2. Are you “identified” with the child? To check this, place the scarf between you and your child and feel whether it feels “cut off”. Then swap places with the child. Do you know that? Do you know the thought that you would rather have died in his place? These would be indications of identification, of a symbiotic merging with your child.
In order to find your place “in life” again, in order to be able to “be there” completely for your partner and (possibly) your children, it is important that you resolve this identification by going back to your place and say to the child: “This is your place and your destiny. You are you and i am me. You went your way and I’m going my way.“

3. Greeting. In order to be able to say goodbye to the child, you first have to greet them – actually a truism, which, however, strangely enough, is mostly forgotten in this context.
“I respect that you wanted to come to me. I couldn’t be happy about you then, I couldn’t greet you. It has nothing to do with you, and – you don’t deserve it either!“ And then imagine that you are lovingly taking the unborn being (represented by the pillow) in your arms and letting the love flow to it that you – despite everything – have had for this child. Until it’s good.

4. Farewell. It’s long gone for the child, and they could have found their peace long ago if you weren’t holding on to them with YOUR guilt! The child cannot be free and you cannot turn to life again – both of you lose! In order for you both to feel better, the following step is necessary:
“It’s long gone for you! And I don’t have to hold you down with my guilt anymore! You are now free to go where you can find your own peace!”
Then you put the child back on the chair and imagine that they are moving away to “go where there is no pain and no guilt, just love and light!”
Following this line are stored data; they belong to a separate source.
PR #77, opened 2026-04-25
feat: HD wallet gap-limit recovery via modular discovery providers

Kukks:
## Summary

Re-importing an HD wallet from its mnemonic used to leave the local SDK with no record of the contracts the previous instance derived. This PR adds a gap-limit scanner that rebuilds that state by sweeping derivation indices and asking each registered `IContractDiscoveryProvider` whether it ever saw activity at that index — OR semantics across all sources.

## Why modular providers

The user had three different sources of truth in mind:

- **arkd indexer** — has the wallet's payment contracts ever held a VTXO?
- **on-chain (NBXplorer/Esplora)** — has any historical UTXO landed at the boarding address?
- **boltz** — has the index's user pubkey participated in a submarine/reverse swap?

Each runs over a different protocol. Making this pluggable means a custom integration can drop in a `MyEscrowDiscoveryProvider` without touching the orchestrator. The interface is small (`Task<DiscoveryResult> DiscoverAsync(wallet, descriptor, index, ct)`) and provider results are unioned.

## Surfaces

- `NArk.Abstractions.Recovery` — `IContractDiscoveryProvider`, `DiscoveryResult`, `RecoveryOptions`, `RecoveryReport`
- `NArk.Core.Recovery` — `HdWalletRecoveryService` orchestrator, `IndexerVtxoDiscoveryProvider`, `BoardingUtxoDiscoveryProvider` (conditional on `IBoardingUtxoProvider` being registered)
- `NArk.Swaps.Recovery` — `BoltzSwapDiscoveryProvider` (delegates to existing `SwapsManagementService.RestoreSwaps` so VHTLC + swap rows get the canonical `Source=swap:<id>` metadata)
- DI: registered automatically by `AddArkCoreServices` + `AddArkSwapServices`

## Behaviour

- Discovered contracts are persisted with `Source=recovery:<provider>` + `RecoveryIndex=<n>` metadata.
- Dedup by script — multiple providers reconstructing the same contract → only one persisted.
- `wallet.LastUsedIndex` is bumped to `HighestUsedIndex + 1` but never lowered.
- Idempotent — safe to re-run.
- `SingleKey` wallets throw (no derivation index).

## Tests

12 new test cases in `NArk.Tests/Recovery/HdWalletRecoveryServiceTests.cs` cover:
- No usage / usage at 0 / interleaved usage
- OR semantics across two providers
- Throwing provider treated as not-found
- Per-script dedupe
- `StartIndex` / `MaxIndex` honoured
- `SingleKey` and unknown-wallet rejection
- Null-provider filtering
- Never-lower-`LastUsedIndex` invariant

Also fixes two pre-existing stale tests in `VtxoPollingHandlerTests` that were left broken on master by the v2.1.5 `GetVtxoByScriptsAsSnapshot` signature change and the `b014d1f` one-by-one polling removal.

`dotnet test NArk.Tests` → 269/269 pass.

## Docs + sample wallet

- README "HD Wallet Recovery" section
- New `docs/articles/recovery.md` with usage, custom-provider how-to, and tuning notes — registered in `toc.yml`
- Sample wallet (`samples/NArk.Wallet`) gets a "Restore from mnemonic / nsec" panel on the home page that runs the scanner and shows the discovered-contract count

DocFX build green (1 pre-existing unrelated warning on `index.md`).

## Test plan
- [ ] `dotnet test NArk.Tests` is green (269/269)
- [ ] `dotnet build NArk.sln` is green including the sample wallet
- [ ] DocFX build is green
- [ ] Smoke-test the sample wallet: paste a known-active mnemonic into the restore panel and confirm contracts get listed and balances appear

### DIFF
--- a/NArk.Abstractions/Recovery/IContractDiscoveryProvider.cs
+++ b/NArk.Abstractions/Recovery/IContractDiscoveryProvider.cs
@@ -1,0 +1,71 @@
+using NArk.Abstractions.Contracts;
+using NArk.Abstractions.Wallets;
+using NBitcoin.Scripting;
+
+namespace NArk.Abstractions.Recovery;
+
+/// <summary>
+/// Probes a single derivation index of an HD wallet to determine whether any
+/// contract derivable from that index has ever been used. Each implementation
+/// answers from a different source of truth (arkd indexer, on-chain UTXO set,
+/// boltz swap history, etc.) and they are aggregated by
+/// <c>HdWalletRecoveryService</c> using a logical OR — if any provider sees
+/// usage at an index, the index counts as used and the gap counter resets.
+/// </summary>
+/// <remarks>
+/// Providers are stateless and may be queried concurrently for different
+/// indices. They MUST NOT mutate <see cref="IWalletStorage"/> or
+/// <see cref="IContractStorage"/> directly; instead, return any contracts they
+/// reconstructed via <see cref="DiscoveryResult.Contracts"/>, and the
+/// orchestrator persists them once recovery completes.
+/// </remarks>
+public interface IContractDiscoveryProvider
+{
+    /// <summary>
+    /// Short identifier used in log lines and the recovery report
+    /// (e.g. <c>"indexer"</c>, <c>"boarding"</c>, <c>"boltz"</c>).
+    /// </summary>
+    string Name { get; }
+
+    /// <summary>
+    /// Probe whether any contract derivable from <paramref name="userDescriptor"/>
+    /// at <paramref name="index"/> has ever been used.
+    /// </summary>
+    /// <param name="wallet">The HD wallet being recovered.</param>
+    /// <param name="userDescriptor">
+    /// The output descriptor at the given index — concrete (no remaining
+    /// <c>/*</c>), already derived from <c>wallet.AccountDescriptor</c>.
+    /// </param>
+    /// <param name="index">The derivation index being probed.</param>
+    /// <param name="cancellationToken">Cancellation token.</param>
+    /// <returns>
+    /// A <see cref="DiscoveryResult"/> describing whether the index was used and,
+    /// if so, the reconstructed contracts to persist.
+    /// </returns>
+    Task<DiscoveryResult> DiscoverAsync(
+        ArkWalletInfo wallet,
+        OutputDescriptor userDescriptor,
+        int index,
+        CancellationToken cancellationToken = default);
+}
+
+/// <summary>
+/// Result of querying a single <see cref="IContractDiscoveryProvider"/> for one index.
+/// </summary>
+/// <param name="Used">
+/// <c>true</c> if the provider found evidence the descriptor at this index has
+/// been used (a VTXO, an on-chain boarding UTXO, a boltz swap, etc.).
+/// </param>
+/// <param name="Contracts">
+/// Contracts the provider reconstructed and would like the orchestrator to
+/// persist. May be empty even when <paramref name="Used"/> is true if the
+/// provider only knows "this was used" but not enough to materialize a
+/// contract on its own.
+/// </param>
+public record DiscoveryResult(
+    bool Used,
+    IReadOnlyList<ArkContract> Contracts)
+{
+    /// <summary>Convenience: provider saw nothing at this index.</summary>
+    public static DiscoveryResult NotFound { get; } = new(false, []);
+}
--- a/NArk.Abstractions/Recovery/IContractDiscoveryProvider.cs
+++ b/NArk.Abstractions/Recovery/IContractDiscoveryProvider.cs
@@ -13,11 +13,29 @@ namespace NArk.Abstractions.Recovery;
 /// usage at an index, the index counts as used and the gap counter resets.
 /// </summary>
 /// <remarks>
+/// <para>
 /// Providers are stateless and may be queried concurrently for different
-/// indices. They MUST NOT mutate <see cref="IWalletStorage"/> or
-/// <see cref="IContractStorage"/> directly; instead, return any contracts they
-/// reconstructed via <see cref="DiscoveryResult.Contracts"/>, and the
-/// orchestrator persists them once recovery completes.
+/// indices (and concurrently with each other for the same index).
+/// </para>
+/// <para>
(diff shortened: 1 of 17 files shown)


ghost (changes requested):
## Code Review — arkade-os/dotnet-sdk#77

Solid design. The modular provider pattern is clean, the interface is minimal, tests are thorough (12 cases covering the important edge cases), and the OR-semantics + dedup-by-script + never-lower-LastUsedIndex invariants are all correct. Documentation is good.

That said, I have findings across three severity tiers. None are show-stoppers but two need fixing before merge.

---

### 🔴 Must fix

**1. `DeriveAtIndex` diverges from canonical derivation logic**
`HdWalletRecoveryService.cs:161-168`

```csharp
var resolved = accountDescriptor.Contains("/0/*")
    ? accountDescriptor.Replace("/0/*", $"/0/{index}")
    : accountDescriptor.Replace("/*", $"/{index}");
```

The canonical implementation in `HierarchicalDeterministicAddressProvider.GetDescriptorFromIndex` (line 58-61) is simply:
```csharp
return OutputDescriptor.Parse(descriptor.Replace("/*", $"/{index}"), network);
```

The recovery code adds a special case for `/0/*` that doesn't exist in the production derivation path. If `AccountDescriptor` ever contains `/0/*`, the two methods will derive **different scripts for the same index**, and recovery will look at wrong addresses — silently missing funds.

Either: (a) call the existing `GetDescriptorFromIndex` (make it `internal static` and reuse), or (b) drop the `/0/*` branch and match the canonical logic exactly. Divergent derivation logic in a Bitcoin wallet is a correctness risk.

**2. `GetServerInfoAsync` called per-index in both providers — O(n) unnecessary network round-trips**
`IndexerVtxoDiscoveryProvider.cs:30` and `BoardingUtxoDiscoveryProvider.cs:22`

Both providers call `await clientTransport.GetServerInfoAsync()` inside `DiscoverAsync`, which runs once per derivation index. For a gap-20 scan with usage at index 500, that's ~520 × 2 = 1040 extra gRPC calls that all return the same `ArkServerInfo`.

The orchestrator (`HdWalletRecoveryService.ScanAsync`) already fetches `serverInfo` at line 51. Pass it into `DiscoverAsync` as a parameter (extend the interface), or at minimum cache it inside each provider instance. As-is, a full 10k-index scan would make **20,000 redundant network calls**.

---

### 🟡 Should fix

**3. No input validation on `RecoveryOptions`**
`RecoveryOptions.cs:22-24`

`GapLimit`, `MaxIndex`, and `StartIndex` are all unconstrained `int`. Negative `StartIndex` or `GapLimit ≤ 0` would produce nonsensical behavior (infinite loop or immediate exit). Add guard clauses:
```csharp
public record RecoveryOptions(int GapLimit = 20, int MaxIndex = 10_000, int StartIndex = 0)
{
    public RecoveryOptions
    {
        ArgumentOutOfRangeException.ThrowIfNegativeOrZero(GapLimit);
        ArgumentOutOfRangeException.ThrowIfNegative(StartIndex);
        ArgumentOutOfRangeException.ThrowIfNegative(MaxIndex);
        if (StartIndex > MaxIndex) throw new ArgumentOutOfRangeException(nameof(StartIndex));
    }
}
```

**4. Sequential provider queries — easy parallelism left on the table**
`HdWalletRecoveryService.cs:82-100`

Providers are queried with a sequential `foreach` per index. Since providers hit different backends (gRPC to arkd, HTTP to Boltz, HTTP to Esplora), parallelizing them with `Task.WhenAll` per index would cut latency by ~3x for a typical 3-provider setup. The providers are documented as stateless and safe for concurrent use.

**5. `BoltzSwapDiscoveryProvider` mutates storage inside `DiscoverAsync` — violates interface contract**
`BoltzSwapDiscoveryProvider.cs:25-26` and `IContractDiscoveryProvider.cs:19-21`

The interface doc says: *"They MUST NOT mutate IWalletStorage or IContractStorage directly."* But `RestoreSwaps` persists VHTLC contracts and swap rows inside the call. The PR description and the provider's own doc comment explain *why* this is intentional (canonical swap metadata), but it contradicts the interface contract. Either update the interface doc to note this exception, or restructure so `RestoreSwaps` is called post-scan by the orchestrator (which would be cleaner — the orchestrator already has a persist phase).

---

### 🟢 Nits / observations

**6. `serverKey` param in `PersistDiscoveriesAsync` passed to `ToEntity` but `ToEntity` ignores it**
`HdWalletRecoveryService.cs:174` → `ArkContract.ToEntity` accepts `defaultServerKey` but the method body never uses it in the `ArkContractEntity` constructor. This is a pre-existing issue in the SDK, not introduced by this PR, but it means the `serverKey` plumbing is dead code.

**7. Recovered contracts marked `ContractActivityState.Active`**
`HdWalletRecoveryService.cs:192`

If a recovered contract was already fully spent, it'll be marked Active until VTXO polling reconciles. This is fine in practice (polling will correct it), but worth a comment explaining the intent.

**8. Sample wallet `_restoreSecret` — mnemonic in Blazor WASM memory**
`Home.razor:161` — Mnemonic lives in a C# string in browser memory. Standard WASM risk; just note it in the sample's README since this is a reference implementation people will copy.

**9. Test fix for `VtxoPollingHandlerTests` is correct**
The 4-param `GetVtxoByScriptsAsSnapshot` overload update and the `Received(1)` assertion change (batch vs one-by-one) match the v2.1.5 signature change. Good cleanup.

---

### Protocol-critical flag 🚨

This PR touches **contract derivation and persistence** — the `DeriveAtIndex` method determines which scripts are watched for VTXOs, and `PersistDiscoveriesAsync` writes contract state that drives balance calculations. While the recovery path doesn't sign transactions, **incorrect derivation silently loses visibility of funds**. Finding #1 (divergent derivation logic) must be resolved before merge.

**Requesting human review** per protocol-critical code policy.

ghost (approved):
## Re-review — arkade-os/dotnet-sdk#77 (commit `812c45c`)

Only change since last approval (`e6df6ea`): submodule pointer `regtest` pinned to `cca4fba` (CI-only, no source changes).

Previous approval stands. Still protocol-critical (HD derivation + contract persistence) — **human review still required**.

PR #78, opened 2026-04-25
feat: per-wallet VTXO sync cursor in wallet metadata

Kukks:
## Summary

After a process restart, `VtxoSynchronizationService` had no idea what it had already synced and re-fetched the full historical VTXO set for every active script. For wallets with thousands of historical VTXOs that's a multi-second hit on every container restart, plus a wave of arkd indexer load. This PR adds a persistent cursor stored as a per-wallet metadata entry so cold-start catch-up only fetches changes since the last shutdown.

## Storage shape — generic JSONB on `ArkWalletEntity`

Earlier iterations of this PR used a dedicated `ArkSyncStateEntity` singleton table — replaced after pushback on the heaviness. The cursor now rides on a new generic `Metadata: Dictionary<string,string>?` column on `ArkWalletEntity` (provider-agnostic JSON via EF value-converter — Postgres `jsonb`, SQLite `TEXT`, SQL Server `nvarchar(max)` all work).

`IWalletStorage.SetMetadataValue(walletId, key, value, ct)` does sparse-key updates so future per-wallet bookkeeping (recovery state, etc.) can use the same column without colliding with the sync cursor.

## Mechanism

| Poll source | Subset | After-filter on cold-start | Advances cursor on success |
|---|---|---|---|
| `UpdateScriptsView` initial catch-up (StartAsync) | All active scripts | **`MIN(per-wallet vtxo.lastFullPollAt)`** (or `null` if any wallet has no cursor — fresh-wallet safety) | no |
| `UpdateScriptsView` follow-up (new contract added at runtime) | Just the newly-added scripts | `null` (genuinely new) | no |
| `RoutinePoll` 5-second tick | All active scripts (full-set snapshot) | `UtcNow - 2 min` | **yes** — writes `StartedAt` to every wallet |
| Stream push retries (750ms / 3s / 8s) | Scripts arkd flagged | `UtcNow - 5 min` | no |

Cursor written = poll's `StartedAt` (not finish time) — guarantees any VTXO change that lands during the in-flight poll is still inside the next `after` window.

### Gap-loss safety net

A `_coldStartCatchupComplete` flag gates the routine-poll cursor writes until the cold-start catch-up has succeeded at least once. Without it: a transient catch-up failure followed by a routine-poll success would advance the cursor past the catch-up window and permanently skip any VTXO that landed during the downtime.

### Fresh-wallet safety

The cold-start `MIN` returns `null` if any wallet has no `vtxo.lastFullPollAt` entry — a fresh wallet's first-time scripts must trigger full-history catch-up rather than skipping their window via someone else's cursor.

## Surface

- `ArkWalletInfo.Metadata: IReadOnlyDictionary<string,string>?` (new, optional, defaults to null)
- `ArkWalletEntity.Metadata: Dictionary<string,string>?` (new JSON column with `ValueComparer` so EF tracks dictionary mutations correctly)
- `IWalletStorage.SetMetadataValue(walletId, key, value, ct)` (new, sparse update; passing `value=null` removes the key)
- `VtxoSynchronizationService.LastFullPollAtMetadataKey = "vtxo.lastFullPollAt"` (constant, exported alongside the key-owning service)
- `VtxoSynchronizationService` constructor gains an optional `IWalletStorage` parameter; if absent, falls back to current behaviour (null-after on cold start)

## No downstream migration burden

The previous version of this PR required consumer apps (BTCPay plugin) to add an `AddSyncState` migration on SDK bump. **That requirement is gone.** Adding a column to an existing `Wallets` table is still a migration on the consumer side, but it's a 1-column add against the existing entity rather than a new singleton table — and there's no new DI wiring at all.

## Removed since the previous review pass

- `NArk.Abstractions/Sync/ISyncStateStorage.cs`
- `NArk.Storage.EfCore/Entities/ArkSyncStateEntity.cs`
- `NArk.Storage.EfCore/Storage/EfCoreSyncStateStorage.cs`
- `ArkStorageOptions.SyncStateTable`
- 2 DI lines in `AddArkEfCoreStorage`
- `ArkSyncStateEntity.Configure()` call in `ConfigureArkEntities`
- Migration callout in `docs/articles/storage.md` (replaced with one paragraph on the wallet-metadata cursor approach)
- `EfCoreSyncStateStorageTests.cs`

## Tests

- `EfCoreWalletStorageTests` (10 total, 6 new):
  - Adds key to empty metadata
  - Preserves unrelated keys across multiple writers (concurrency / no-clobber check)
  - Overwrites existing key
  - `value=null` removes the key
  - Removing the last key sets `Metadata` back to `null`
  - Throws on unknown wallet
- `VtxoSynchronizationServiceSyncStateTests` (rewritten for `IWalletStorage` shape, 6 cases):
  - Cold-start uses MIN-cursor across wallets as `after`
  - Cold-start with any missing cursor → null `after` (fresh-wallet safety)
  - Cold-start with zero wallets → null `after`
  - Opt-out: `walletStorage=null` still works
  - Successful catch-up writes the cursor to every wallet
  - Failed catch-up never writes the cursor (gap-loss safety net)

`dotnet test NArk.Tests` → 269/269 green locally.

## Test plan

- [x] `dotnet test NArk.Tests` is green
- [x] `dotnet build NArk.sln` is clean
- [ ] CI green
- [ ] BTCPay plugin migration adds the new `Metadata` column on bump


ghost (changes requested):
## Review: feat: persistent VTXO sync-state cursor bounds cold-start catch-up

**Reviewer: Arkana (automated aggressive review)**
**Verdict: Request changes — protocol-critical code touching VTXO sync requires human sign-off**

---

### Overall Assessment

This is a well-structured, low-risk quality-of-life improvement. The mechanism is sound: persist the `LastFullPollAt` cursor so cold restarts don't refetch the entire VTXO history. The new `ISyncStateStorage` abstraction is clean, the optional constructor parameter preserves backward compatibility, and the test coverage is reasonable. I have one actionable concern and a few minor notes, but the main reason for requesting changes is protocol policy: this touches VTXO synchronization, which is the mechanism by which wallets discover their funds — **a human must sign off**.

---

### ✅ What looks good

1. **Cursor semantics are correct.** Advancing to `StartedAt` (not completion time) guarantees no gap between poll windows. The 2-minute `RoutinePollLookback` provides generous overlap.

2. **Backward compatibility is clean.** `ISyncStateStorage? syncStateStorage = null` in both constructors means all existing callers (7 direct `new VtxoSynchronizationService(...)` call sites in tests, DI via `AddArkCoreServices`, btcpay-arkade injection) continue working without changes.

3. **DI wiring is correct.** `AddArkEfCoreStorage` registers `EfCoreSyncStateStorage → ISyncStateStorage`, and since `VtxoSynchronizationService` is resolved via `services.AddSingleton<VtxoSynchronizationService>()` in `AddArkCoreServices`, the DI container will inject the optional `ISyncStateStorage` when both registration sets are used together.

4. **Singleton + DbContextFactory pattern is correct.** `EfCoreSyncStateStorage` is registered as Singleton but creates a fresh `DbContext` per operation via `IArkDbContextFactory` — no scoped-lifetime mismatch.

5. **Channel serialization eliminates cursor write races.** `StartQueryLogic` processes `PollRequest`s sequentially from a single `Channel<PollRequest>` reader, so `SetLastFullPollAtAsync` is never called concurrently. No lock needed.

6. **`_isFirstStartupCatchup` is protected by `_viewSyncLock`.** Both `StartAsync → UpdateScriptsView` and `OnActiveScriptsChanged → UpdateScriptsView` acquire the semaphore, so the flag can't be consumed by a race.

7. **Fail-safe on bad `StartedAt`.** Non-`IsFullSetSnapshot` requests default `StartedAt` to `default(DateTimeOffset)` (0001-01-01). If a bug accidentally flips `IsFullSetSnapshot=true`, the cursor regresses to epoch, making the next cold-start do a full-history fetch. That's safe.

---

### ⚠️ Actionable: gap-loss on transient cold-start catch-up failure

**`VtxoSynchronizationService.cs` — interaction between `UpdateScriptsView` (line ~290) and `StartQueryLogic` (line ~403)**

The cold-start catch-up enqueues a `PollRequest` with `IsFullSetSnapshot=false`. If that poll **fails** in `StartQueryLogic` (transient indexer/network error), the error is logged and the loop continues. Five seconds later, the first `RoutinePoll` succeeds and writes `IsFullSetSnapshot=true` — advancing the cursor to `~UtcNow`.

The gap between `stored-cursor` and `UtcNow - 2min` is now permanently skipped. VTXOs that landed in that window are never fetched, and no subsequent mechanism will retry them. The old behavior (no cursor) would retry the full-history fetch on next restart.

**Severity: Low-medium.** Requires: (a) downtime > 2 minutes, AND (b) the catch-up poll fails, AND (c) the immediately-following routine poll succeeds. Unlikely in practice, but this is a Bitcoin L2 — "unlikely" ≠ acceptable when missing a VTXO means invisible funds.

**Suggested mitigation — pick one:**
- **(A) Don't advance the cursor until the catch-up succeeds.** Add a `_coldStartCatchupComplete` flag; skip cursor advancement in `StartQueryLogic` until it's true. Set it when the first cold-start catch-up request completes without error.
- **(B) Make the cold-start catch-up `IsFullSetSnapshot=true`.** If it fails, the cursor isn't advanced (failure path skips the `SetLastFullPollAtAsync` call). If it succeeds, the cursor advances to `startedAt` which is correct — the catch-up covered everything from `stored-cursor` onward.
- **(C) Retry the catch-up before allowing routine polls.** Simplest but delays startup.

I'd lean toward **(A)** — minimal diff and explicit.

---

### 📝 Minor notes (non-blocking)

1. **`EfCoreSyncStateStorage.SetLastFullPollAtAsync` — no explicit transaction.** The read-then-write (lines 29-40) isn't wrapped in a transaction. Since writes are serialized by the Channel, this is safe in practice, but a `db.Database.BeginTransactionAsync` would make the upsert robust against any future caller that bypasses the channel.

2. **Missing test: cursor advancement after successful full-set poll.** The 3 new `VtxoSynchronizationServiceSyncStateTests` verify cold-start *reads* but none verify that `SetLastFullPollAtAsync` is called after a successful `IsFullSetSnapshot=true` poll. Consider adding a test that triggers a RoutinePoll-like request and asserts `_syncState.Received().SetLastFullPollAtAsync(...)`.

3. **Docs: migration instructions are clear.** The `dotnet ef migrations add AddSyncState` callout is good. The btcpay-arkade team should be aware — they call `AddArkEfCoreStorage<ArkPluginDbContext>` in `ArkPlugin.cs:121` and will need a migration on the next SDK bump.

4. **Cross-repo impact: none detected.** `ISyncStateStorage` has zero consumers outside this repo currently. No other SDKs (ts-sdk, go-sdk, rust-sdk) are affected. No breaking API changes.

---

### 🔒 Protocol-critical flag

This PR modifies VTXO synchronization — the mechanism by which wallets discover their funds. While the change is well-designed and the risk is bounded, **a human reviewer must approve before merge per Arkana protocol rules**. The gap-loss scenario described above, while unlikely, could cause a wallet to not see funds that arrived during a restart window.

ghost (approved):
## Follow-up review: `de98193b` — gate cursor advance on cold-start catch-up success

**Reviewer: Arkana (automated aggressive review)**
**Verdict: Approve — the gap-loss concern from the previous review is resolved**

---

### What changed

This commit implements option (A) from my previous review: a `_coldStartCatchupComplete` gate that prevents routine polls from advancing the persisted cursor until the cold-start catch-up has succeeded at least once.

### Verification

1. **Gate logic is correct.** `_coldStartCatchupComplete` starts `false` (or `true` when `syncStateStorage is null` — preserving backward compat). The catch-up poll carries `IsColdStartCatchup=true`. On success, the gate flips *before* the cursor-advance check. Routine polls (`IsFullSetSnapshot=true, IsColdStartCatchup=false`) are blocked until that flip. ✅

2. **Catch-up now also advances the cursor immediately.** The catch-up `PollRequest` is `IsFullSetSnapshot=true` with `StartedAt=DateTimeOffset.UtcNow`, so on its successful completion the cursor advances right there — no 5-second window waiting for the first routine poll. This is cleaner than the original design. ✅

3. **`volatile` on `_coldStartCatchupComplete` is sufficient.** The flag is written once (catch-up success in `StartQueryLogic`) and read on subsequent iterations of the same sequential Channel reader loop. `volatile` ensures visibility. No lock needed. ✅

4. **Failure scenario is fully gated.** If catch-up fails → `_coldStartCatchupComplete` stays `false` → routine poll succeeds → `IsFullSetSnapshot && false && ...` → cursor NOT advanced. The gap is preserved for the next restart. ✅

5. **Test coverage is solid.** `ColdStart_OnSuccessfulCatchup_AdvancesCursor` verifies the happy path. `ColdStart_OnCatchupFailure_DoesNotAdvanceCursor` directly tests the gap-loss scenario. The `Throwing()` async-iterator helper is the standard C# pattern for this. ✅

6. **`VtxoPollingHandlerTests` signature fix.** The `GetVtxoByScriptsAsSnapshot` mock calls now include the `DateTimeOffset?` parameters added in the first commit. These were presumably broken before this commit — good catch. ✅

7. **Docs updated.** `storage.md` now correctly describes the gated advancement behavior. ✅

### No new concerns

All items from the previous review are addressed. The implementation is clean and minimal.

---

### 🔒 Protocol-critical flag (unchanged)

This PR still modifies VTXO synchronization — the mechanism by which wallets discover their funds. **A human reviewer must approve before merge.**

ghost (approved):
## Follow-up review: `e88b4729`..`dbdada92` — CI-only changes

**Reviewer: Arkana (automated aggressive review)**
**Verdict: Approve maintained**

---

Two commits since my last review (`de98193b`):

| Commit | Description |
|--------|-------------|
| `e88b4729` | CI re-trigger after stuck runner |
| `dbdada92` | Pin `regtest` submodule to `cca4fba` (known-working with PR #79's E2E) |

**Diff: submodule pointer bump only.** No application code, no test code, no workflow changes. Zero impact on the sync-state cursor logic reviewed previously.

Previous approval stands. 🔒 Protocol-critical flag unchanged — human sign-off still required before merge.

This parting process causes a lot of pain. That is “normal”, parting just hurts. This is a healthy pain. It indicates that you haven’t really said goodbye to this child yet – despite your efforts. When you go through this pain, a door to the “here and now” opens for you. After that, a deep inner peace can arise.

FEEDBACK FROM A CLIENT:

I thank you for this loving and sensitive guidance. So far I’ve only dealt with feelings of guilt and self-punishment. For the first time I experienced that my pain at the heavy loss has also been given space. So I was able to let my children (2 abortions, 1 miscarriage) go. As it is always confused, I have mistaken responsibility for punishment. So I sat in a penitent trap for years and, without knowing it, tied the children to me through feelings of guilt. Lately I’ve had an incredible longing and a strong desire to have children. I had developed breast pain and increased bleeding. The subject was ripe.
I feel much better, I can be happy and I am loving. Above all, a loving mother.

Comment on the dynamics
These last two sentences from the client are very remarkable. Feelings of guilt can lead to the mother’s love for living children being blocked, as if she felt guilty about the aborted child for loving her living children. She remains bound by feelings of guilt – and holds the aborted child in her “own space”. This dynamic also seems to contribute to the fact that a living child, looking for the unreachable mother, “encounters” this – hushed up – sibling in the mother’s room and identifies with him – perhaps in order to be just as “important” for the mother?
If the mother succeeds in seeing the decision against a child and parting with it as painful, but basically as something natural, then it is very relieving for herself – and for the whole family.

BASIC LAW OF LIFE?

Here something becomes clear that one could call “the basic law of life”: Everything is in constant change. When give and take succeed, when goodbyes and encounters are possible, then there is a flow.
We hold on to the other through possessive “love”, but also through feelings of guilt or reproaches. And at the same time we are bound, which means we are not free for the flow of life.
Therefore, renouncing a love that wants to possess, therefore reconciliation and the readiness to say goodbye are the prerequisites for our participation in the flow of life.